**Task to complete**
Copy all lines below containing "approved".

**Provided records**

PR #743, opened 2025-03-24
fix: Update npins version

Gerg-L:
:rocket:


NotAShelf (approved):
who let the frog cook

NotAShelf:
if any of the workflows fail I'm going to defenestrate you

PR #758, opened 2025-03-29
utility/oil-nvim: init

### LINKED ISSUE #722: Add: oil.nvim

- [x] I checked and didn't find a similar feature request

### 🏷️ Feature Type

New Addon

### 🔖 Feature description

Hi, it'd be nice if [oil.nvim](https://github.com/stevearc/oil.nvim) was available on the config, probably under the `vim.filetree` section

### ✔️ Solution

I would love to write this myself but im very new to nix, might still try to do so if i have enough time though!

### ❓ Alternatives

_No response_

### 📝 Additional Context

_No response_

NotAShelf:
Add oil.nvim, the alternative file explorer to edit filesystems as a buffer.

Closes #722

### DIFF
--- a/docs/release-notes/rl-0.8.md
+++ b/docs/release-notes/rl-0.8.md
@@ -26,6 +26,7 @@
 [yanky.nvim]: https://github.com/gbprod/yanky.nvim
 [yazi.nvim]: https://github.com/mikavilpas/yazi.nvim
 [snacks.nvim]: https://github.com/folke/snacks.nvim
+[oil.nvim]: https://github.com/stevearc/oil.nvim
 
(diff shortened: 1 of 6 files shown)


Soliprem:
would consider adding a default bind for `-`  to `:Oil<CR>` in normal mode

NotAShelf:
I'm not sure if we should keep adding more default binds. It has been a constant problem, and more default binds is more to refactor in the future when we get to it.

Soliprem:
what about an example? Only proposing it because it's what they do in the oil docs as well

NotAShelf:
I think that's for the user to decide, we shouldn't be the middleman between a plugin and its documentation.

PR #14937, opened 2022-06-16
test: fix multiple focus highlights in ff codegen tests

dgozman:


tests/library/inspector/inspectorTest.ts
```diff
@@ -131,21 +131,27 @@ class Recorder {
...
+    let callback: Function | undefined;
+
+    const listener = async (msg: ConsoleMessage) => {
       const prefix = 'Highlight updated for test: ';
       if (msg.text().startsWith(prefix)) {
-        this.page.off('console', listener);
-        callback(msg.text().substr(prefix.length));
+        generatedSelector = msg.text().substr(prefix.length);
+        if (callback) {
+          this.page.off('console', listener);
```
yury-s, line 144: the listener should be removed unconditionally here

yury-s (approved):

tests/library/inspector/inspectorTest.ts
dgozman: The whole idea of this patch is to not remove the listener while `action()` is in progress.

PR #14964, opened 2022-06-18
chore: warn users on clashing test output and html reporter folders

### LINKED ISSUE #14957: Throw if html report folder clashes with test results folder

pavelfeldman:
Fixes https://github.com/microsoft/playwright/issues/14957

### DIFF
--- a/packages/playwright-test/src/reporters/html.ts
+++ b/packages/playwright-test/src/reporters/html.ts
@@ -131,9 +131,12 @@ class HtmlReporter implements Reporter {
   private config!: FullConfigInternal;
   private suite!: Suite;
   private _options: HtmlReporterOptions;
+  private _outputFolder!: string;
+  private _open: string | undefined;
 
   constructor(options: HtmlReporterOptions = {}) {
     this._options = options;
+    console.log('HTML REPORTER OPTIONS', options);
   }
 
   printsToStdio() {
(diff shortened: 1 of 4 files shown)


packages/playwright-test/src/reporters/html.ts
```diff
@@ -142,6 +144,25 @@ class HtmlReporter implements Reporter {
...
+    this._outputFolder = outputFolder;
+    this._open = open;
+    const reportedWarnings = new Set<string>();
+    for (const project of config.projects) {
+      if (outputFolder.startsWith(project.outputDir) || project.outputDir.startsWith(outputFolder)) {
+        const key = outputFolder + '|' + project.outputDir;
+        if (reportedWarnings.has(key))
+          continue;
+        reportedWarnings.add(key);
+        console.log(colors.red(`Configuration Error: HTML reporter output folder clashes with the tests output folder:`));
```
dgozman, line 157: A test for this should be easy, let's add one.

dgozman (approved):

packages/playwright-test/src/reporters/html.ts
```diff
@@ -142,6 +145,25 @@ class HtmlReporter implements Reporter {
 
   onBegin(config: FullConfig, suite: Suite) {
     this.config = config as FullConfigInternal;
+    const { outputFolder, open } = this._resolveOptions();
+    this._outputFolder = outputFolder;
+    this._open = open;
+    const reportedWarnings = new Set<string>();
+    for (const project of config.projects) {
+      if (outputFolder.startsWith(project.outputDir) || project.outputDir.startsWith(outputFolder)) {
```
thekbn, line 153: can someone explain the condition there? from what I understand the default test result is `test-results` and if I configure the html reporter with ` outputFolder: 'test-results/html-report'` then I should not see this error: 

image

because in the `onEnd` method [here](https://github.com/microsoft/playwright/pull/14964/files#diff-16ac82cfcd6cc32aee0a06c1f9f86c2c26d3cfc20857225da0fd3395e324cc06R187) we are removing the html folder and not the parent `test-results` folder

kalinkrustev:
It looks like `.startsWith` is not a good way to check. For example it will give incorrect warning for:
html reporter: /test/playwright-html
test results: /test/playwright

mxschmitt:
> It looks like `.startsWith` is not a good way to check. For example it will give incorrect warning for: html reporter: /test/playwright-html test results: /test/playwright

I'd recommend filing a bug on the repo.

PR #14967, opened 2022-06-19
chore: move har router into local utils

pavelfeldman:


packages/playwright-core/src/protocol/protocol.yml
```diff
@@ -478,6 +478,36 @@ LocalUtils:
...
+        disposition:
+          type: enum
+          literals:
+          - error
+          - redirect
+          - fulfill
+        message: string?
+        redirectURL: string?
+        status: number?
+        headers: json?
```
yury-s, line 503:
```
        headers:
          type: array?
          items: NameValue
```

packages/playwright-core/src/client/browser.ts
```diff
@@ -61,7 +61,7 @@ export class Browser extends ChannelOwner<channels.BrowserChannel> implements ap
 
   async newContext(options: BrowserContextOptions = {}): Promise<BrowserContext> {
     options = { ...this._browserType._defaultContextOptions, ...options };
-    const harRouter = options.har ? await HarRouter.create(options.har) : null;
+    const harRouter = options.har ? await HarRouter.create(this._connection.localUtils(), options.har) : null;
```
yury-s, line 64: Close it when the context closes.

yury-s (approved):

packages/playwright-core/src/client/browser.ts
pavelfeldman: This is already happening in addRoute.

PR #14996, opened 2022-06-20
fix(chromium): disable back-forward cache

dgozman:
Otherwise, back/forward navigation does not intercept requests.


rwoll (commented):
Discussed offline to better understand what this option means. It sounds safe to add this, but please defer to the others for actual approval on this one!

pavelfeldman (approved):

PR #15004, opened 2022-06-21
browser(webkit): fix Ubuntu arm64 build

aslushnikov:
Patch version is double-digit, so regex should account for this.

pretty diff: https://github.com/aslushnikov/WebKit/commit/f5183cc210de9c8f5a9ebf5928094c6dd6c09e1a

### DIFF
--- a/browser_patches/webkit/patches/bootstrap.diff
+++ b/browser_patches/webkit/patches/bootstrap.diff
@@ -2224,7 +2224,7 @@ diff --git a/Source/WebCore/Modules/speech/cocoa/WebSpeechRecognizerTask.mm b/So
 index a941d76a4f748718df1e3cff2a6c5e0827f48891..f62db5a27ac0e4c12430e7d19e60c83d768ace22 100644
 --- a/Source/WebCore/Modules/speech/cocoa/WebSpeechRecognizerTask.mm
 +++ b/Source/WebCore/Modules/speech/cocoa/WebSpeechRecognizerTask.mm
-@@ -198,6 +198,7 @@ - (void)sendEndIfNeeded
+@@ -198,6 +198,7 @@ NS_ASSUME_NONNULL_BEGIN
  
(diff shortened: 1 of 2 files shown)


aslushnikov:
cc @dpino

browser_patches/webkit/patches/bootstrap.diff
```diff
@@ -20767,7 +20767,7 @@ diff --git a/Source/WebKitLegacy/mac/WebView/WebView.mm b/Source/WebKitLegacy/ma
 index 59cecf9242ab834dadc904ef295365e1476f47f9..ca4cc96e62df62e92c22c3535f5972cc1fdc4cba 100644
 --- a/Source/WebKitLegacy/mac/WebView/WebView.mm
 +++ b/Source/WebKitLegacy/mac/WebView/WebView.mm
-@@ -4039,7 +4039,7 @@ + (void)_doNotStartObservingNetworkReachability
+@@ -4039,7 +4039,7 @@ IGNORE_WARNINGS_END
```
mxschmitt, line 20770: can we dig into fixing this? We did this change like 6 times already and reverted it again because diffs on some computers produce different diffs.

mxschmitt (approved):

dpino (approved):

browser_patches/webkit/patches/bootstrap.diff
aslushnikov: So this is called a "hunk header", and according to [this answer](https://stackoverflow.com/a/28111535/314883) it is being constantly improved in almost every Git version. Specifically, C++ got improvements in Git 2.34, while I use Git 2.31. 

We can either:
- force everybody to use the same git version (meh)
- play with custom hunk headers, using the [`git diff --function-context`](https://git-scm.com/docs/git-diff#Documentation/git-diff.txt---function-context)
- have a script that nukes all hunk headers from diff

I don't see this as a big-enough issue to do anything, so I'd do nothing. Let me know if I'm missing something
and it actually causes discomfort of some sort!

PR #15007, opened 2022-06-21
fix: Add Ubuntu 22.04 deps for arm64

Kurre:
Adds missing arm64/aarch64 deps for Ubuntu 22.04.
Tested with M1 Macbook + Docker.


mxschmitt:
Thanks!

Issue #13983, opened 2022-05-06
[Question] Reduce test name during execution (in console)


A-ZC-Lau:
Right now, when executing tests, it'll show the whole build up as one line, e.g.

`[browser] › filename:line › describe › describe › test_name`

The problem with this, is that if the console width isn't large enough, it'll cut off.

Is there a way to reduce the displayed name to just the test name? Or maybe even have indentation/grouping in the test display?

e.g.

```
filename:line
    > describe 
        > describe 
            > test_name
```

A-ZC-Lau:
@dgozman I'm just using playwright's default reporter.

But Jest's reporting basically does what I mentioned

MiguelSOliveira:
I would also love this feature.. I like to use nesting describes and everything ends up in the same line getting cut in the terminal.

Kranael:
Maybe a marker could be added like:

`test.describe(true|false //this here - true would be including the name, false would be excluding the name?, 'name', async ....)`

default would be like it is now?

PR #15052, opened 2022-06-22
fix(reporters): truncate long test titles from the start

dgozman:
Most useful information is at the end - test name, current step, retry. We truncate the repetitive project + suites at the start.

References #13983.


aslushnikov (approved):

diegohaz:
With this change, I can't differentiate the same tests in different projects:

Screenshot of terminal

Is this expected? If so, is there a way to revert it to the old style?

PR #15065, opened 2022-06-23
devops: use Android SDK 33 instead of 32

mxschmitt:
This should give us a more recent Chrome.

Blocked by an upstream bug: https://issuetracker.google.com/issues/236862869


pavelfeldman:
https://issuetracker.google.com/issues/236862869 bounced.

PR #15074, opened 2022-06-23
Update docs/src/intro-js.md

adg08101:
Update docs/src/intro-js.md
For selector 'text=Get Started' will not do it since
actual text is 'text=Get started'
Minor fix

### DIFF
--- a/docs/src/intro-js.md
+++ b/docs/src/intro-js.md
@@ -208,9 +208,9 @@ test('my test', async ({ page }) => {
   await expect(page).toHaveTitle(/Playwright/);
 
   // Expect an attribute "to be strictly equal" to the value.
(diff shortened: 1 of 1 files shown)


rwoll:
Thanks for the PR! However, the test passes as is.

`text=Get started` is the same as `text=Get Started`; however, `text="Get started"`  is different from `text="Get Started"`. The difference is the quotes _inside_ the `text=` selector. Without quotes, it's case insensitive; with quotes it's case sensitive. See https://playwright.dev/docs/next/selectors#text-selector for more info—although this subtle distinction is a bit buried in the explanation there! 

I'm going to close this, but we'll think about how we can make this more clear in the docs!

Thanks! 🎉 

/cc @debs-obrien

adg08101:
Awesome. Thanks.

PR #2177, opened 2020-05-11
feat(default context): support selected options for default context

dgozman:
- The only unsupported option is acceptDownloads.
- isMobile and locale require workaround to re-create the first page.

PR #15115, opened 2022-06-24
fix(default context): remove first page re-creation workaround for isMobile and locale

eran-rom:
This patch removes a workaround that was added in https://github.com/microsoft/playwright/pull/2177, about 2 years ago. The workaround fixed a couple of bugs in chrome and webkit:

> Workaround for:
> - chromium fails to change isMobile for existing page;
> - webkit fails to change locale for existing page.

No reference to the bugs in the browsers' bug-trackers was provided so it is impossible to know if the bugs were fixed by now so I simply removed that workaround code and ran the full tests suite, and no regression was observed.


eranr-talon:
Obviously the CI shows a regression in tests, I will investigate it and decide how to continue later.

PR #15119, opened 2022-06-25
fix(test runner): ignore undefined values in fixtures definitions

### LINKED ISSUE #14989: [BUG] Setting the use.trace option to `undefined` causes TypeError: Cannot read property 'mode' of undefined
## Context:
- Playwright Version: 1.22.2
- Operating System: Windows
- Node.js version: 14.18
- Browser: All

### Test file
```ts
// tests/example.test.ts
import { test } from '@playwright/test'


test('test', async () => {})
```

### Playwright Config

```ts
// playwright.config.ts
import { PlaywrightTestConfig } from "@playwright/test";

const playwrightTestConfig: PlaywrightTestConfig = {
  use: {
    trace: undefined,
  },
};

export default playwrightTestConfig;
```

**Describe the bug**

Running the above throws this error:

```
Running 1 test using 1 worker

  ✘  test/example.test.ts:4:1 › test (4ms)


  1) test/example.test.ts:4:1 › test ==================================================================

    TypeError: Cannot read property 'mode' of undefined




  1 failed
    test/example.test.ts:4:1 › test ===================================================================
```

This is caused by having `use,trace` as undefined in the playwright config.

This used to work with Playwright `v1.19`, and given the types of the option (`trace?: ...`), it should be allowed.

_After_ you figure out what the problem actually is, it is not a big deal as you can simply set the option to `off` instead of `undefined`. But it did take me a while to find that the trace option was causing it, as there is no stack trace in the error.

I got this right after upgrading to `v1.21`, and the reason the option is undefined is that I was setting it conditionally.

dgozman:
These mean "I don't want to specify this fixture/option" instead of "I want the value of undefined", aligned with how TypeScript works. We already do similar things in the config.

Fixes #14989.

### DIFF
--- a/tests/playwright-test/test-extend.spec.ts
+++ b/tests/playwright-test/test-extend.spec.ts
@@ -225,3 +225,43 @@ test('test._extendTest should print nice message when used as extend', async ({ 
   expect(result.passed).toBe(0);
   expect(result.output).toContain('Did you mean to call test.extend() with fixtures instead?');
 });
+
+test('fixture options should ignore undefined value', async ({ runInlineTest }) => {
+  const result = await runInlineTest({
+    'playwright.config.ts': `
+      module.exports = {
+        use: { option: undefined },
+      };
+    `,
+    'a.test.js': `
+      const test = pwt.test.extend({ option: [ 'default', { option: true } ] });
+      test('test1', async ({ option }) => {
+        console.log('test1-' + option);
+      });
+
+      test.describe('', () => {
+        test.use({ option: 'foo' });
+        test('test2', async ({ option }) => {
+          console.log('test2-' + option);
+        });
+
+        test.describe('', () => {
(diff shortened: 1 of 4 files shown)


tests/playwright-test/test-extend.spec.ts
```diff
@@ -225,3 +225,43 @@ test('test._extendTest should print nice message when used as extend', async ({
...
+      });
+
+      test.describe('', () => {
+        test.use({ option: 'foo' });
+        test('test2', async ({ option }) => {
+          console.log('test2-' + option);
+        });
+
+        test.describe('', () => {
+          test.use({ option: undefined });
```
yury-s, line 249: Shouldn't we throw in this case? I would expect such config to delete previously set value.

yury-s (approved):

**Solution to the exercise**
NotAShelf (approved):
yury-s (approved):
dgozman (approved):
yury-s (approved):
pavelfeldman (approved):
mxschmitt (approved):
dpino (approved):
aslushnikov (approved):
yury-s (approved):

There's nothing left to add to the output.